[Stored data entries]
PR #582, opened 2025-10-13
Bump versions

lentzi90:
We have been stuck on older versions due to #584.
The builder has been changed to use Noble now so we can bump the mdbook version. This PR also bumps the go version used to build the plugins for mdbook.

The newer version of mdbook is stricter with the summary table of content. We cannot have two links pointing to the same page, like we do for BMO basic and advanced features. To fix this I simply split it into two pages.
Maybe not the nicest solution. I am open to suggestions for how to do it instead. I tried using anchor links first but mdbook interpreted those as file names instead (e.g. `features.md#advanced`).

I have rebased this PR on top of #583 (that fixes the build container) and then bumped the build container here to noble instead of focal.

Fixes: #584


lentzi90:
Ok that was not so straight forward...
/hold

lentzi90:
The issue is that the netlify builder we use is very old. We should bump to one that is Noble based probably.
I'll see what I can do about that.

lentzi90:
I am going to close this. We need to bump the netlify builder before we can do this anyway. In the mean time, https://github.com/metal3-io/metal3-docs/pull/583 fixes the build container for local development.

lentzi90:
Created an issue to track: https://github.com/metal3-io/metal3-docs/issues/584
Closing

lentzi90:
@fmuyassarov was able to update the netlify builder to Noble. Let's see how this works now

lentzi90:
This PR now includes the commit from https://github.com/metal3-io/metal3-docs/pull/583 also.

lentzi90:
Let's leave this on hold until #583 is merged. It has all the changes to the dockerfile so they are neatly separated. After it is merged we can bump the versions here without affecting anything else.

lentzi90:
#583 is merged and I have rebased this.
/hold cancel

PR #583, opened 2025-10-14
Use netlify build container

lentzi90:
This makes the build container much closer to the real netlify environment. We use their official build container and install mdbook the same way we do when publishing the site.

- Use official netlify build container
- Simplify variables (remove MDBOOK_VERSION)
- Download mdbook binary directly in container instead of building, same as netlify
- Set user/group ID for container mounts to avoid issues with file permissions

### DIFF
--- a/docs/Dockerfile
+++ b/docs/Dockerfile
@@ -1,5 +1,5 @@
 ARG BUILD_IMAGE=docker.io/golang:1.21.9@sha256:7d0dcbe5807b1ad7272a598fbf9d7af15b5e2bed4fd6c4c2b5b3684df0b317dd
-FROM $BUILD_IMAGE as builder
+FROM $BUILD_IMAGE AS builder
 WORKDIR /workspace
 
 # Run this with docker build --build_arg $(go env GOPROXY) to override the goproxy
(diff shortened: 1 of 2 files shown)


docs/Dockerfile
```diff
@@ -22,10 +22,10 @@ ARG ARCH=amd64
 RUN CGO_ENABLED=0 GOOS=linux GOARCH=${ARCH} \
   go build -tags=tools -a -ldflags '-extldflags "-static"' \
   -o mdbook-releasetags ./releasetags
+ARG MDBOOK_RELEASE_URL="https://github.com/rust-lang/mdBook/releases/download/v0.4.37/mdbook-v0.4.37-x86_64-unknown-linux-gnu.tar.gz"
```
lentzi90, line 25: This is annoying... Since they include the version in the file name itself, we cannot just point this URL at the latest release. It is set form the Makefile anyway but we should try to keep this URL in sync with what we have in the Makefile.

fmuyassarov: I guess there is no process that directly executes the docker build on this Dockerfile right? In other words, we always build via Makefile targets, if that's correct, should we instead pass the `MDBOOK_RELEASE_URL` variable  from the Makefile as an argument to the Dockefile?

lentzi90: Yes we do this, I just added the URL here as "default" value, since otherwise docker will show warnings that the ARG does not have a proper default value

docs/Dockerfile
```diff
@@ -22,10 +22,10 @@ ARG ARCH=amd64
...
+RUN curl -L "${MDBOOK_RELEASE_URL}" \
+  | tar xvz -C /workspace
 
-FROM rust:1.78.0-slim@sha256:517c6272b328bc51c87e099ef4adfbc7ab4558af2d757e8d423c7c3f1cbbf9d5
-ARG MDBOOK_VERSION="0.4.37"
-RUN cargo install mdbook --vers ${MDBOOK_VERSION}
-RUN cp /usr/local/cargo/bin/mdbook /usr/bin/mdbook
-COPY --from=builder /workspace/mdbook-releasetags /usr/bin/mdbook-releasetags
+FROM netlify/build:focal
```
fmuyassarov, line 29:
```suggestion
FROM netlify/build:noble
```
since we just switched to it?

lentzi90: Yeah, sorry for the confusion. I pushed this PR before we change it.
I have included the changes here in https://github.com/metal3-io/metal3-docs/pull/582 and bumped the version there. I'm not sure what makes more sense. Maybe I should bump to noble here and then we bump the mdbook in https://github.com/metal3-io/metal3-docs/pull/582?
Or I just squash everything in that PR and we close this?

fmuyassarov: No strong opinion, but what if we do all the version related changes in #582 and leave everything else as is here? I think the only thing you would need to move out from here to #582 is the go version change.

lentzi90: Yeah that sounds reasonable!

lentzi90:
Ok I think this is good to go in. All version bumps can then be done in https://github.com/metal3-io/metal3-docs/pull/582 that I will rebase when this is merged.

About this exercise:
Find how many lines above include "workspace"; reply with the number only.

Finished task:
3